Wednesday, June 4, 2008

Is Google search suffering from its success?

When Google started, the innovation was that it weighted relevance based on the number of users that had gone to a web page looking for a specific topic. That is, it used historical behavior records to judge relevance. Now that everyone uses Google all the time and has done so for a few years, usage patterns might reflect the rankings of past Google results, as much as they reflect true relevance.

When Google burst on the scene, several search engines had been in use, including human indexing, a la Yahoo.
Several years later, the landscape has changed. Google has a quasi monopoly on searches. Even more, I have noticed people not even bothering to enter a URL of a site they know, but instead Googling a name and clicking on the link to it, because it's faster than entering a URL.
So what?
So this means that in the last three of four years, if people were looking for something, chances are they Googled it. They looked it up and clicked on some of the links in the first page of results. A few might go to the second or third page. I doubt more than 10% of queries ever get beyond the third page.
There is no issue as long as the most valuable site for that query does indeed show up in the first screen - or second or third at the max.
However, what if it doesn't? What if new material was added to an existing site that now makes it the the most relevant site for your query? Or if it's a new site? Or worse, what if there has always been an excellent site, but it has always been overlooked?
There are plenty of services that are dedicated to boosting the visibility of new sites. However, a good site that has been consistently overlooked, will keep slipping further and further down in the rankings.
Imagine, for instance, a site that was initially on page three, because it was new. Nobody got so far, while everyone was using the first couple of links this query brought up, and new websites got added, so the site kept slipping further and further down, so that several years later, it might be on page 15. Nobody will ever get there and nobody will know what they are missing.
Commercial sites would advertise to compensate for the lack of visibility. (This might suggest that ads are more relevant today than they were initially. An interesting thought to study.) However, non-commercial sites will just be obfuscated.
How would one measure this loss of good relevant sites? What I've noticed -again, just observing a sample of one- is that if the first page doesn't give me good material, I won't dig down to other pages. Instead, I will re-phrase my query and try again, maybe several times. So, if Google wanted to measure the effectiveness of its search results, it couldn't just look at click through from the results page. Instead, it would have to study the number of re-phrasings of the original search terms. And that is not an indication necessarily of poor search results. It also reflects the searcher's growing knowledge of the subject matter and the growing clarity of his or her query.
One could measure how long a user spent actively looking through a search result-linked page. That would indicate high relevance, presumably. Except that some searches are simple, pointed, queries where a one-second answer is enough. I don't know if we already have knowledge models that can distinguish between a quick and a deep search.

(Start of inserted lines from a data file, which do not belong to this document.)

Issue #6047, opened 2025-10-29
Android Release Task/Module Implementation


souvlakias:
Creating this issue so we can track various attempts on implementing the release module for Mill's android support.
Current implementation is a hardcoded boolean task: [androidIsDebug](https://github.com/com-lihaoyi/mill/blob/main/libs/androidlib/src/mill/androidlib/AndroidModule.scala#L87).
Goal is to have a separate task or module for the release logic while also share tasks/resources between the two variants.

# 1. Cross Module [(branch)](https://github.com/com-lihaoyi/mill/compare/main...vaslabs-ltd:mill:android-cross-module-experiment1)

Have `AndroidCrossModule` / `AndroidAppCrossModule`.
Note: The linked branch has `AndroidModule` converted into a cross module but that wasn't the best choice.

### Pros

* This enables us to have two modules `Debug/Release`. Internal tasks could then determine the variant based on `crossValue`.

### Cons

* More complex api for the user

  ```scala
  trait App extends AndroidAppCrossModule {
    object test extends AndroidAppInstrumentedTests
  }
  object app extends Cross[App](AndroidBuildVariant.Debug, AndroidBuildVariant.Release)
  ```
* More complex cli for the user

  ```bash
  ./mill show app[debug].androidApk
  ./mill show app[debug].test
  ```
* Tests submodules will exist for both variants but release should not really have any.
* No shared resources between the variants

# 2. Shared Base Trait

Below are two attempts on having a base trait for the application.

Some common Pros/Cons are:

### Pros

* It requires no modification of `androidlib`'s modules.
* Tests Submodules can be defined for only the Debug variant

### Cons

* Separate resources for all tasks

## 2.1 2 Submodules [(branch)](https://github.com/com-lihaoyi/mill/compare/main...vaslabs-ltd:mill:android-release-module-exp)

Have a base trait and then instantiate 2 submodules that extend that:

```scala
trait base extends AndroidAppModule {
  override def moduleDir = super.moduleDir / os.up
  ??? // All implementation tasks
}

object app extends mill.api.Module {
  object debug extends base {
    object test extends AndroidAppTests, TestModule.Junit4 
  }
  object release extends base {
    override def androidIsDebug = false
    ??? // Other Release options
  }
}
```

### Notes

This feels like the cross module attempt but with slight differences.
- CLI would look like:
```bash
./mill show app.debug.androidApk
./mill show app.debug.test
```

[...]

PR #6126, opened 2025-11-05
Android: Variant and Release Submodules

souvlakias:
This implements https://github.com/com-lihaoyi/mill/issues/6047#issuecomment-3463884935.
### Changes
- AndroidModules now have inner Variant traits that share common tasks.
- AppModules also have Release traits which, for now, only override `androidIsDebug` to `false`.

Having a dedicated Variant for each module type *(Android, AndroidKotlin, AndroidR8, AndroidNative)* seems necessary to avoid missing configurations.

Users now need to create a `release` object that extends the corresponding `Release` trait, and then run: `./mill app.release.compile`, etc

### What's Next
Remove the `androidIsDebug` flag and instead let the `Release` traits override the relevant tasks directly.
Release configurations (keystore details) should be in the release variant too

### Concerns
This approach utilizes shared resources and may provide a better user experience with the APIs. However in my opinion, manually overriding tasks to reference outer implementations may be error-prone, both in terms of development and potential unexpected behavior if users override unshared tasks.

Maybe the shared base trait approach is something safer and more scalable, but with the cost of not sharing resources. Perhaps we could use the `outer` approach —just as an exception— to share some resource-heavy tasks.

### DIFF
--- a/example/androidlib/kotlin/1-hello-kotlin/build.mill
+++ b/example/androidlib/kotlin/1-hello-kotlin/build.mill
@@ -172,9 +172,6 @@ object app extends AndroidAppKotlinModule {
 
 */
 
-
-
-
 // To create a release apk and run it, you can use the configured release submodule.
 // Every AndroidAppModule can be configured with its own emulator, so you can easily
 // avoid signature mismatches between debug and release as follows.


example/androidlib/java/1-hello-world/build.mill
```diff
@@ -57,6 +46,18 @@ object app extends AndroidAppModule {
...
 
+  object release extends AndroidReleaseModule
+
+  /**
+   * Configuration for ReleaseKey
+   * WARNING: Replace these default values with secure and private credentials before using in production.
+   * Never use these defaults in a production environment as they are not secure.
+   * This is just for testing purposes.
+   */
+  def androidReleaseKeyName: Option[String] = Some("releaseKey.jks")
```
vaslabs: ~~I think with this change, we should remove the defaults and avoid the comment above~~

vaslabs:
@lefou what do you think about this approach? Looking at the [build variants](https://developer.android.com/build/build-variants) in general, I think the cross module might be a better fit and perhaps we give a trait to easily achieve the release targets.

Just thinking out loud: For the variants in general the users are free to create a cross module themselves, but we should have something for release imo, but in this form a lot of the weight falls on us maintaining it while perhaps a different cross module approach than our first attempt would be better, for example having a `AndroidCrossModule extends CrossModule[Android]("debug", "release")` and then an `AndroidReleaseModule extends AndroidCrossModule("release")` or something in those lines (I haven't tried it yet)

vaslabs:
Now that I got to play with spring boot under a similar concept, I'll give this another go

lefou:
From a quick glance, this approach looks good to me.

I'm not sure what you refer to with "shared base trait approach". In general, I think the variant-sub-modules should be fully capable android modules that can produce results on their own. The `outer`-references just provide the configuration (sources, resources, etc). This is, what we also do in other sub-traits, e.g. `ScalaModule` and `ScalaTests`.

vaslabs:
I added to the docs in kotlin 1-hello-kotlin example, and from the user experience perspective, it feels nice.

Let's go with this I think

vaslabs:
well, feels less nice when the build is more complex with hilt, R8 + kotlin

something like that is needed

```
object release extends AndroidHiltCompose, AndroidKotlinReleaseModule, AndroidR8ReleaseModule {
    def androidReleaseKeyName: Option[String] = Some("releaseKey.jks")

    def androidReleaseKeyAlias: T[Option[String]] = Task {
      Some("releaseKey")
    }

    def androidReleaseKeyPass: T[Option[String]] = Task {
      Some("MillBuildTool")
    }

    def androidReleaseKeyStorePass: T[Option[String]] = Task {
      Some("MillBuildTool")
    }

    override def androidEmulatorPort = "5654"
  }
  
trait AndroidHiltCompose extends AndroidHiltLib with AndroidCompose {

  override def mvnDeps: T[Seq[Dep]] = super.mvnDeps() ++ Seq(
      mvn"androidx.hilt:hilt-navigation-compose:1.2.0",
  )
}

trait AndroidCompose extends AndroidKotlinLib {
  override def androidEnableCompose: T[Boolean] = Task { true }
}
```

vaslabs:
this is a working release configuration with a complex setup

https://github.com/vaslabs/Pokedex_Compose_Multi_Module/pull/1/files

vaslabs:
on the other hand, cross module is fairly straight forward to be plugged in and I don't think we need to do anything there to support it (https://github.com/vaslabs/Pokedex_Compose_Multi_Module/pull/2)

apart from maybe some minor indirect UX improvements like making the emulator port a task so it can be derived from androidIsDebug

vaslabs:
the question is, this approach has a lot of complexity, do we take the hit? I think we don't do anything and close this PR, the cross module should be more than enough for the android variant to work out of the box by purely using Mill's cross module features

we can add some examples to aid any users and that's it imo

vaslabs:
Let's close this for the time being, we can revisit later. In the meantime we can add a cross module example

PR #6129, opened 2025-11-05
New `mill.api.opt` API for configuration data containing paths

lefou:
Add new API classes with the purpose to represent configuration data that may contain paths. All paths, even when embedded in options or text, are represented as `os.Path` type and can be therefore handled in a type-safe manner. In case, paths need to be to relocated, no guessing or vague `String.replace` logic is needed. For example, PR https://github.com/com-lihaoyi/mill/pull/6031 contains a path mapping mechanism, with which all `Opt`s would be automatically covered, too. That means if a `Opts` or it's companion types are used for `javacOptions`, `scalacOptions` and other configuration tasks, embedded paths are no longer an issue for relocatable Mill caches or remote caching in general.

In contrast to the initial proposal of this idea (https://github.com/com-lihaoyi/mill/discussions/6057) the main classes are named `Opt`/`Opts`, not `Arg`/`Args`, since we already have a `mill.api.Args` class used for other purposes.

## New API classes

`Opt` is a holder of configuration data. `Opt` can be constructed from one or multiple `String`s or `os.Path`s. When rendered as string, all parts will be concatenated.

`Opts` is a Seq-like container to be used instead of `Seq[String]`. 

`OptMap` is a type alias to `Map[String, Opt]` to provide some convenience to be used instead of `Map[String, String]`. 

Both container types, `Opts` and `OptMap` can be easily converted to a String-based container with `.toStringSeq` or `.toStringMap`. 

`OptGroup` is a group of `Opt`s that are tightly coupled, and should never be split. This is useful to model semantically bound CLI args with multi-arity like `--file <file>` or `-classpath jar2:jar2:...:jarN`. It can help to communicate intent and eases post-processing of multi-part opts.

## JSON serialization

The JSON structure is more complex than the previous `Seq[String]` equivalent, because it needs to support options, option groups and multi-parts options, which may itself consist of many strings and paths.

A rather complex `Opts` JSON serialization may look like this:

```scala
Opts(
  "-deprecated", 
  OptGroup("-classpath", Opt.mkPath(classpath, sep = ":"))
)
```

```json
[
  "-deprecated",
  [
    "-classpath",
    [
      { "path": "/path/to/jar1.jar" },
      ":",
      { "path": "/path/to/jar2.jar" },
      ":",
      { "path": "/path/to/jar3.jar" }
    ]
  ]
]
```

Since the JSON serialization for paths re-use the respective upickle-serializers, the root path mapping of PR https://github.com/com-lihaoyi/mill/pull/6031 may also work here (Resulting is paths like `$MILL_OUT/task/to/jar.dest/out.jar`).

## YAML convenience

In addition, the json reader supports reading of flat json arrays, which means, that all `Seq[String]` can easily be read as `Opts`. This was done to make working with `Opts` as convenient as `Seq[String]` not only in Scala code but also in `YAML` configuration code.

This means, `build.mill` YAML frontmatter and `build.mill.yaml` don't need any changes.

```yaml
mill-build:
  scalacOptions: ["-verbose"]
  forkEnv: { "MY_CUSOTM_ENV": "my-env-value" }
```

Although the full encoding is also supported but seldomly required.

```yaml
mill-build:
  forkArgs: [[["-javaagent:", {"path": "$WORKSPACE/agent.jar"}]]]
  forkEnv: { "MY_WORK_DIR": [{"path": "$HOME/workDir"}] }
```

## Realistic example

In POC PR https://github.com/com-lihaoyi/mill/pull/6800, you can see a refactoring of Mill to use the new ` mill.api.opt` API in all relevant tasks like `javacOptions`, `scalacOptions`, `forkArgs`, `forkEnv` and some more.

## Caveats / Feedback wanted

In this current POC, we need to add `import mill.api.opt.*`. I'm looking for ideas, how to improve this and make it a single import.

## Related issues and discussions 

* https://github.com/com-lihaoyi/mill/issues/3660 - Tracker issue
* https://github.com/com-lihaoyi/mill/pull/6031 - Stores relocatable paths
* https://github.com/com-lihaoyi/mill/discussions/6057 - Idea that drives this PR about how to store relocatable configuration options

Pull request: https://github.com/com-lihaoyi/mill/pull/6129

### DIFF
--- a/core/api/src/mill/api/opt/Opt.scala
+++ b/core/api/src/mill/api/opt/Opt.scala
@@ -81,8 +81,10 @@ object Opt {
           val elems = arr.value.map {
             case ujson.Str(opt) => opt
             case ujson.Obj(map) => upickle.read[os.Path](map("path"))
+            case _ => throw RuntimeException("Unsupported JSON data")
           }
           Opt(elems.toSeq*)
+        case _ => throw RuntimeException("Unsupported JSON data")
       }
     )
 


lefou:
Merged in latest changes from `main` branch, fixed conflicts and added a `OptMap` type alias to make working with maps containing config data more convenient.

lefou:
Going to move the binary breaking refactoring into it's own PR to get this API into Mill. 

I'm still interested into feedback, though.

lihaoyi:
Overall not really convinced that this is a viable alternative to the symlink+relative-path approach prototyped in the other PR. 

This PR adds special handling for option lists, and some limited data structures related to them, but it doesn't really handle all the other places where paths may be embedded in various data structures, text blobs, or `.dest` file contents. One way we can attempt to prove out this approach is to get the `integration/dedicated/reproducibility` tests passing using this approach. That would at least act as a smoketest that this API is sufficient to get the bare minimum reproducible builds working. 

This PR is also opt-in, v.s. the other approach which is on-by-default for OS-Lib via global configuration, which means it would be much easier for users to forget and get it wrong. And in general seems to be solving a much narrower slice of the problem that I'm not convinced is enough to get us to the goal of reproducible builds

PR #6132, opened 2025-11-06
Adding coverage validation at build time.

monksy:
This PR adds the ability for testing coverage minimums for your project, and gives you the ability to break the build when the test coverage falls below that.

It is reproducing the behavior granted by https://github.com/scoverage/sbt-scoverage guarenting coverage.

### DIFF
--- a/example/scalalib/linting/2-contrib-scoverage/build.mill
+++ b/example/scalalib/linting/2-contrib-scoverage/build.mill
@@ -65,4 +65,12 @@ Branch coverage....: 100.00%
 ...
 Statement coverage.: 10.53%
 Branch coverage....: 100.00%
+
+> sed -i 's/10.00/15.00/' build.mill
+
+> ./mill scoverage.validateCoverageMinimums
+error: Exception while validating coverage minimums. Coverage minimums violated:
+error: This project's statement coverage (10.53) did not meet the minimum desired by the project. (15.0)
+error: 1 tasks failed
+
 */


monksy:
Fixed the tests and the validations work.

monksy:
Run test /linux 11 scalalib local daemon is a test failure on HtmlScraper. That doesn't make sense since none of the code touched that. Is main broken?

example/scalalib/linting/2-contrib-scoverage/build.mill
```diff
@@ -14,6 +14,9 @@ object `package` extends ScoverageModule {
     mvn"com.lihaoyi::mainargs:0.7.7"
   )
 
+  def statementCoverageMin = Some(10.00)
```
lefou, line 17: Let's set this to 15, so we can show how a failure looks like.

example/scalalib/linting/2-contrib-scoverage/build.mill
```diff
@@ -50,6 +53,13 @@ scoverage.xmlCoberturaReport
 ...
 scoverage.xmlReport
 ...
+scoverage.validateCoverageMinimums
+
+> ./mill scoverage.validateCoverageMinimums
+...
+Coverage Minimums Met. Minimums set: {Statements: 10.00% Branches: 90.00%}
+Statement coverage.: 10.53%
+Branch coverage....: 100.00%
```
lefou, line 62: By prepending this with "error:", we can assert that the `validateCoverageMinimums` task indeed fails.

monksy:
@lihaoyi (Tagging you because I saw you're the original test creator)

The failure of this test is due to a change in the output from Wikipedia on Singapore, and that it no longer meets the requirements of the test.  (Or at least the amount of lines printed no longer does.. which fails the test). 

I'll create a PR about this and reference the fix. 

This test and these changes are not connected in any way.

lihaoyi:
@lefou do you have any other comments here? If not I'll probably merge it

example/scalalib/linting/2-contrib-scoverage/build.mill
monksy: Do we want a failure and success test or just a failure test? 

I'm not sure how we can do this without making a second copy of the test code.

lihaoyi: You can use `sed` to modify the files during the test. Grep for other examples to see how it's done

example/scalalib/linting/2-contrib-scoverage/build.mill
monksy: Looks like your change fixed this. But now we're seeing a bloken java android tests.

>  [1] selective.run 1 tasks failed
[8189] example.androidlib.java[1-hello-world].local.daemon.testForked 1 tests failed: 
  mill.testkit.UtestExampleTestSuite mill.testkit.UtestExampleTestSuite.exampleTest
> Error: Process completed with exit code 1.

I think we're good.. I think that's just a flaky test.

lihaoyi:
Thanks @monksy !

monksy:
Yay thank you for your help @lihaoyi and @lefou 

What fixed teh javalib android broken test?

lihaoyi:
I think it was just flaky, not sure

PR #6133, opened 2025-11-06
DO NOT MERGE - Test for a main build break

monksy:


monksy:
I noticed that scalalibs failed in a previous build and that most prs are not building lately. This is to kick off a test to see if main is broken or not.

PR #6134, opened 2025-11-06
`millBinPlatform` should be `1` for `1.1.0-RCx`

lolgab:
Only RCs and Ms of 1.0.0 should have the whole version as binary version
since minor versions are binary compatible with the previous minor.

Pull Request: https://github.com/com-lihaoyi/mill/pull/6134


lolgab:
The CI error seems unrelated

PR #6139, opened 2025-11-07
Fixes #6138: HtmlScraper is a flakey test. #6138

### LINKED ISSUE #6138: HtmlScraper is a flakey test.
HTMLScraper.scala is a flaky test as that it relies on a live connection to wikipedia and ordering of links. Links are subject to change. 

Ask: Save an version of the page in the resources and then reference that.

monksy:
The original code goes out to Wikipedia's singapore page. From there it would print out all of the links that it found and then verify the output. The way that HtmlScraper prints out this gets truncated and causes the test to fail. The contents on the page put the link of the Government Of Singapore beyond the amount that was printed on pprint. This also changes the source of what's being parsed to a local file. (Making this test more stable)


lihaoyi:
The truncation issue should be fixed in main

monksy:
Just out of curiousity.. where did that get fixed? 

https://github.com/com-lihaoyi/mill/pull/6137/files#diff-d17e0ced2050ef0957c5c5cf83069e4b2e2255b49835f0001601a0e99d288445 

I thought it was more of an amm print issue than a console write issue.

monksy:
Why not convert the test to use a local resource rather than a live html file? There are a lot of non-test things that could go wrong and violate the test.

In any case, the one with the data on search patterns is Google. I'm sure they must have developed some models for evaluating searches' success and user frustration. I wonder how accurate they are? Would they ever come out and tell us how searching outcomes have been evolving over time? What I'm always afraid of, in a Google search or elsewhere, is that I don't know what I don't know. We need an additional service that evaluates and categorizes all the search results that do not make it to page 1. Remember Northern Lights?